2.3 Actual structure learning

scstruc function needs SingleCellExperiment object or those storing gene expression data. Also, gene list must be specified. In this analysis, randomly subset gene identifiers are used as input. changeSymbol argument here refers to the changing of the gene names of subset matrix to those specified in symbolColumn argument (default to Symbol). In this example, we do not have corresponding symbol and the argument is set to FALSE. Also, algorithm is set to mmhc by default, which performs max-min hill climbing approach.

included_genes <- sample(row.names(sce), 100)
gs <- scstruc(sce, included_genes, changeSymbol=FALSE)
names(gs)
#> [1] "net"  "data"
gs$net
#> 
#>   Bayesian network learned via Hybrid methods
#> 
#>   model:
#>    [Gene_0018][Gene_0021][Gene_0037][Gene_0047][Gene_0074]
#>    [Gene_0090][Gene_0092][Gene_0110][Gene_0124][Gene_0145]
#>    [Gene_0176][Gene_0232][Gene_0244][Gene_0249][Gene_0253]
#>    [Gene_0267][Gene_0346][Gene_0432][Gene_0453][Gene_0468]
#>    [Gene_0471][Gene_0512][Gene_0537][Gene_0543][Gene_0544]
#>    [Gene_0554][Gene_0574][Gene_0617][Gene_0647][Gene_0725]
#>    [Gene_0900][Gene_0946][Gene_1002][Gene_1095][Gene_1400]
#>    [Gene_1401][Gene_1428][Gene_1473][Gene_1614][Gene_1673]
#>    [Gene_1738][Gene_1770][Gene_1803][Gene_1807][Gene_1815]
#>    [Gene_1860][Gene_1923][Gene_1972][Gene_0324|Gene_0018]
#>    [Gene_0356|Gene_0092][Gene_0458|Gene_0176]
#>    [Gene_0621|Gene_0512][Gene_0817|Gene_0647]
#>    [Gene_0867|Gene_0725][Gene_0908|Gene_0037]
#>    [Gene_0940|Gene_0617][Gene_0978|Gene_0554]
#>    [Gene_1027|Gene_0074][Gene_1031|Gene_0471]
#>    [Gene_1070|Gene_0468:Gene_0544:Gene_1400]
#>    [Gene_1087|Gene_0090][Gene_1101|Gene_0725]
#>    [Gene_1170|Gene_0047][Gene_1244|Gene_0253]
#>    [Gene_1347|Gene_0267][Gene_1365|Gene_0110]
#>    [Gene_1379|Gene_0512][Gene_1541|Gene_0453]
#>    [Gene_1544|Gene_1401][Gene_1594|Gene_0574]
#>    [Gene_1604|Gene_0018][Gene_1634|Gene_0453]
#>    [Gene_1757|Gene_1095][Gene_1784|Gene_0074]
#>    [Gene_1788|Gene_0543][Gene_1849|Gene_0090]
#>    [Gene_1878|Gene_0574][Gene_1887|Gene_0544]
#>    [Gene_1890|Gene_1473][Gene_1956|Gene_0176]
#>    [Gene_0056|Gene_1788][Gene_0396|Gene_0940:Gene_1770]
#>    [Gene_0455|Gene_1170:Gene_1972]
#>    [Gene_0741|Gene_0232:Gene_1604][Gene_0879|Gene_1878]
#>    [Gene_0920|Gene_1849][Gene_0955|Gene_1031]
#>    [Gene_1034|Gene_1544][Gene_1414|Gene_0249:Gene_1379]
#>    [Gene_1436|Gene_1347][Gene_1443|Gene_0021:Gene_0978]
#>    [Gene_1668|Gene_1594][Gene_1689|Gene_1101]
#>    [Gene_1822|Gene_0458][Gene_0076|Gene_1034]
#>    [Gene_0311|Gene_0879:Gene_1087][Gene_0363|Gene_1668]
#>    [Gene_1496|Gene_0455][Gene_1591|Gene_0920]

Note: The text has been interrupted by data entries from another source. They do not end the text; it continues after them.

PR #416, opened 2024-10-06
Created a new wiki article to explain setup of SSH using keys and no passwords

cdg123:
Although there was a section in the FAQ on how to get SSH setup for password less access it was out of date. 

So after working through how Dropbear is used for SSH I thought it was worth creating a new wiki article on how to set up the keys and to give people new to SSH a little background on what is needed and why.

Hopefully it will be of value to other people.

I updated the FAQ to point to this but have not added a specific link from the wiki menu.


flyrouter (approved):
Thank you

flyrouter:
I hope that users will read this.
Usually they write about two problems - either too little information or too much. ;)

PR #425, opened 2024-11-05
Adds warning about newer foscam models with different designation

karlitos:
So that people avoid bricking their devices


flyrouter (approved):
Thank you

PR #431, opened 2025-01-05
Translated sandbox

JohnDGodwin:
upload of the sandbox-fpv hub with translations


flyrouter:
Thank you very much, sir.
This update has been put on hold for 1-2 weeks due to the upcoming reorganization of the documentation system so as not to break the current accesses and links.

PR #438, opened 2025-01-23
Add 873XBU rf output

KennyPlus:
measure under R&S power meter,

 @ 5.805GHz, tor +/- 1.2db, input attennuator 10db


flyrouter (approved):
Thank you

PR #1388, opened 2020-11-29
centralize z-indexes

### LINKED ISSUE #1340: Manage z-index values in a single location
From #1330 

> Do you think it would be good to have a central definition of z-index values? Or do you know of other good practices? I'm imaging a file with a list of integer consts, so as we're adding a new rule, it's clear what it's above or below.

> We can either put the z-index values in the theme or a separate file which can be imported in the style.js files.

mccalluc:
Fix #1340.
- Not sure about the best names... Generally chose something based on the directory it's in, but they could probably be improved.
- Have not confirmed that each of these works in the browser.

### DIFF
--- a/CHANGELOG-z-index.md
+++ b/CHANGELOG-z-index.md
@@ -1,0 +1,1 @@
+- Centralize our CSS z-indexes, so we have global view of what overlays what.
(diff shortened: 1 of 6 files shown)


john-conroy (approved):
Only looked at the code diff. Are these values things we would consider to be a part of a 'theme' or should they go in a separate file? Not a strong preference. Thanks.

mccalluc:
I guess not a "theme" per-se, but it seemed like an ok place to put css configuration stuff. May revisit.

#>    [Gene_0051|Gene_0076:Gene_1860]
#>   nodes:                                 100 
#>   arcs:                                  61 
#>     undirected arcs:                     0 
#>     directed arcs:                       61 
#>   average markov blanket size:           1.42 
#>   average neighbourhood size:            1.22 
#>   average branching factor:              0.61 
#> 
#>   learning algorithm:                    
#>                                         Max-Min Hill-Climbing 
#>   constraint-based method:               
#>                                       Max-Min Parent Children 
#>   conditional independence test:         
#>                                         Pearson's Correlation 
#>   score-based method:                    Hill-Climbing 
#>   score:                                 BIC (Gauss.) 

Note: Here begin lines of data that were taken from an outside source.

PR #1389, opened 2020-11-29
Mccalluc/colors to theme

### LINKED ISSUE #1052: Move E0E0E0 to theme (and any other details hiding in others style.js files)
The search style.js references `rgb(224,224,224)` ... All colors should be moved to the theme, here and elsewhere.

mccalluc:
Fix #1052. @tsliaw, can you give your opinion on this? What we want to avoid is having inconsistencies arise across components, because different folks chose slightly different greys, for instance... but it does add complexity, and if you really want to make a change in only one place that becomes harder. More precise questions:

- Maybe references to `#fff` were best left as they were? It was clear, concise, simple.
- Do you think any of the current colors should be combined? Greys with different alpha values.
- Design consistency is the primary goal of this... Do think it will make your life easier?

### DIFF
--- a/CHANGELOG-centralize-colors.md
+++ b/CHANGELOG-centralize-colors.md
@@ -1,0 +1,1 @@
+- Centralize color definitions in the theme.
--- a/context/app/static/js/components/Collections/Panel/style.js
+++ b/context/app/static/js/components/Collections/Panel/style.js
@@ -13,7 +13,7 @@ const PanelWrapper = styled.div`
   flex-direction: column;
 
   &:hover {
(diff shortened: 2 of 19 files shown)


tsliaw:
I think replacing all the #fff colors with references to 'white' should be fine, especially if we move towards something like dark theme. As for the greys, I'd eventually want to make the greys to be more consistent across the board so I think this PR is a move towards the right direction, but there are going to be some different greys for different components (hover state, dividers).

tsliaw (approved):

#>   alpha threshold:                       0.05 
#>   penalization coefficient:              1.497866 
#>   tests used in the learning procedure:  21744 
#>   optimized:                             TRUE

By default, it returns the bn object from bnlearn and the actual data used for the inference. If returnBn is set to FALSE, the function returns the tidygraph object. These can be used for various downstream tasks, such as visualization, probabilistic reasoning, evaluation based on biological pathway information. The details including the use of various algorithms for learning is described in the following sections.